Just got back from the theater where I met my U.S. Recommended Dietary Allowance of Iron Man.
I have too many hobbies. One of the things I've always thought was cool, but never had much room in my free time and/or budget for was comic books. So I'm not hip to the Iron Man scene like a proper comic book geek would be.
That said, even without a proper foundation in Tony Stark History 101, the movie Iron Man was awesome. The special effects, while critical to the movie, didn't overwhelm the rest of the film, which had plenty of substance, humor, tension, plot (!) and good acting to carry itself respectably as more than a special effects flick. The script didn't pander to the lowest common denominator in the audience, either, IMHO, which was a bonus. I got the feeling that the creators of the Iron Man movie gave us more credit for functioning brain cells than most summer films tend to do. Not that it was highbrow. They just didn't dumb things down and drive plot points in with a piledriver when an artificially intelligent sledgehammer sized fist would do.

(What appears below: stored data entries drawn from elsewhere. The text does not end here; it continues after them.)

PR #1277, opened 2020-08-29
ICU-21253 remove std from max_align_t

neheb:
Causes compilation failure under CentOS 7 whose GCC (4.8.2) has a
cstddef header that does not place max_align_t under the std namespace.

Signed-off-by: Rosen Penev <rosenp@gmail.com>

https://unicode-org.atlassian.net/browse/ICU-21253

##### Checklist

- [x] Issue filed: https://unicode-org.atlassian.net/browse/ICU-21253
- [ ] Issue accepted
- [ ] Tests included

### DIFF
--- a/icu4c/source/common/uarrsort.cpp
+++ b/icu4c/source/common/uarrsort.cpp
@@ -37,7 +37,7 @@ enum {
 };
 
 static constexpr int32_t sizeInMaxAlignTs(int32_t sizeInBytes) {
-    return (sizeInBytes + sizeof(std::max_align_t) - 1) / sizeof(std::max_align_t);
+    return (sizeInBytes + sizeof(max_align_t) - 1) / sizeof(max_align_t);
 }
 
 /* UComparator convenience implementations ---------------------------------- */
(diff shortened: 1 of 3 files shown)


jefgen:
Thanks for filing a ticket and creating this PR.

ICU4C requires a minimum of C++11 and C99 in order to build as of ICU version 59.1.
(See the page here for the C++11 change notes: http://site.icu-project.org/download/59#TOC-ICU4C-Specific-Changes ).

Looking at the change, it removes the `std::` prefix from the `max_align_t`.

This means that the code is no longer is using the C++11 definition and instead is now using the definition from C.

However, `max_align_t` is actually not present and/or defined in C99 as it was only added to C in the C11 standard.

https://en.cppreference.com/w/c/types/max_align_t
The C99 standard (draft): http://www.open-std.org/jtc1/sc22/WG14/www/docs/n1256.pdf
The C11 standard (draft): http://www.open-std.org/jtc1/sc22/wg14/www/docs/n1570.pdf

Unfortunately, this change would mean that ICU4C is now depending on C11 features -- which would break the C99 only requirement. (Sort of as an aside, this change is also somewhat odd in the sense that it's depending on a C11 feature in order to work around incomplete support for C++11.)

Due to this, the discussion from the ICU-TC meeting was to not accept the change.

neheb:
Looking at cstddef in GCC 10, I see:

```
#if __cplusplus >= 201103L
namespace std
{
  // We handle size_t, ptrdiff_t, and nullptr_t in c++config.h.
  using ::max_align_t;
}
#endif // C++11
```

So it's relying on C headers anyway.

GCC 4.8.2 has max_align_t in stddef.h . It does not have max_align_t in cstddef.

There's a way to hack around this by installing LLVM's libcxx and using that. Version 3.8.0 in CentOS 7 has:

```
_LIBCPP_BEGIN_NAMESPACE_STD

using ::ptrdiff_t;
using ::size_t;

#if defined(__CLANG_MAX_ALIGN_T_DEFINED) || defined(_GCC_MAX_ALIGN_T)
// Re-use the compiler's <stddef.h> max_align_t where possible.
using ::max_align_t;
#else
typedef long double max_align_t;
#endif
```

I can't say I like this.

The humor appealed to both my funny bone, and my Mister's, which isn't a given. And it had the rest of the theater laughing at all the appropriate moments, too, which also isn't always a given.
I agree with some critics I've read who've said that the score was uninspiring. My Mister disagreed on that point. He did take it well, however, when I said I thought Iron Man was a better film than Transformers, which for the record, I also enjoyed. Maybe it's because Iron Man was more of a "grown up" film -- all things being relative. I can't help but make the comparison, though, because of the nature of the special effects.
I did find a few of the product placements in Iron Man a bit on the obvious side, which is just a bit distracting for me. Only because my brain starts involuntarily playing "spot the product placement" as soon as one leaps off the screen at me, and I can't stop noticing them after that. But promotion of consumer goods is a part of the whole entertainment package now, even more than ever. And if they were too subtle, they wouldn't work as product placements. So I don't have any illusions that they're going to go away any time soon.
No spoilers here. Just stay put for the whole rolling of the credits.
Oh, and one more thing. Some folks have noticed this already, I guess, but apparently I wasn't paying attention. Has Robert Downey Jr. always been dead sexy? Or is that the Tony Stark mystique?